I'm trying to parse a 13.000 line file line by line. I tried parsing it with std::string::find and std::string::substr but it takes about 15 seconds. With sscanf it takes about 1.3 seconds. Although I've got an issue with sscanf. For example:
1 2 3 4 5 6 7 8 9 10 11 12 13 14
/*
Line format:
Column1[TAB]Column2[TAB]Column3[TAB]...
Example:
Value1 12 Value3 ...
*/
std::string format;
format += "%[^'\t']";
format += "%u\t";
format += "%[^'\t']";
// ..
std::getline(file, line);
sscanf(line.c_str(), format.c_str(), value1, &value2, value3 /*, ..*/);
The problem is some of the values can be empty. When that is the case sscanf ignores all the '\t' until the first character found and that results as columns being shifted, values being incorrect.
I can't comment on scanf, it's not something I've used much. Still, rather than std::string::find and std::string::substr, did you consider std::istringstream and std::getline() with a tab delimiter. There might be a difference in speed.
An example of a few lines from the file and which columns may be empty (any/all of them?) and whether you are only interested in specific columns, or you want all of them, might help.

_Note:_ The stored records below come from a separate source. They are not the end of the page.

PR #741, opened 2022-04-01
Add security notice for Zeebe & Spring4Shell

oleschoenburg:
Adds a security notice for Zeebe regarding Spring4Shell. 

Some notes for the review

* Patched versions are not yet released, so I've left the "solution" part very generic.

@Chervil Hey thanks for the reply. I've used std::istringstream with the delimiter and that reduced the time to 8 seconds. Here's the header and few lines:
1 2
// Header
TID ItemName Level SuitableLevelMin SuitableLevelMax Class Race Gender Type SubType ExtraType BoundType EventItem PCBang Only Villain Only GroupID DropRate DropRank font color Spirit Type NPC Price PC Price NPC Charisma Price NPC Shrine Coin PC Charisma Price PC Shrine Coin Stack Hand Rank DUR MinSocket MaxSocket MinOption MaxOption ATK Range ATK Speed Physical_Min_Damage Physical_Max_Damage Physical_Defense_Point Physical_ATKRate PDR BlockRate Magic_Defense_Point Water_Defense_Point Fire_Defense_Point Earth_Defense_Point Air_Defense_Point CON_Bonus_Point STR_Bonus_Point DEX_Bonus_Point INT_Bonus_Point Wis_Bonus_Point Apply Effect Count Apply Effect Time Use Interval HP SP MP Rune Attribute Use skill id Use skill level Polymorph Id Polymorph Dur FirstCategory FirstCategoryName SecondCategory SecondCategoryName PhysicalRank Hp_Buff Mp_Buff Attack_Buff Defense_Buff Run_Buff Cash Destination RemainTime ExpireTime classify_id CanStopUsingItem CashItemUseType EnableOnRide OptionTID PotionType2 Link_id Skill_plus Gambling QuestItem Gacha_Type_Numer GachaRank RemainPetStamina GachaMinLv GachaMaxLv Item_section_num Heroic_Min_Damage Heroic_Max_Damage Heroic_Defense_Point
1 2
// Entry
50405 Absolute Cap of Antonio 75 2 1 1 3517399 1 10000 3 40 2 2 15 15 12000;5540
Another thing I tested is with release build time goes from given seconds to few hundred milliseconds(8s -> 120ms) but since I'm running the application in debug mode most of the time(and this file is a must everytime that I run the application) 8 seconds is really annoying.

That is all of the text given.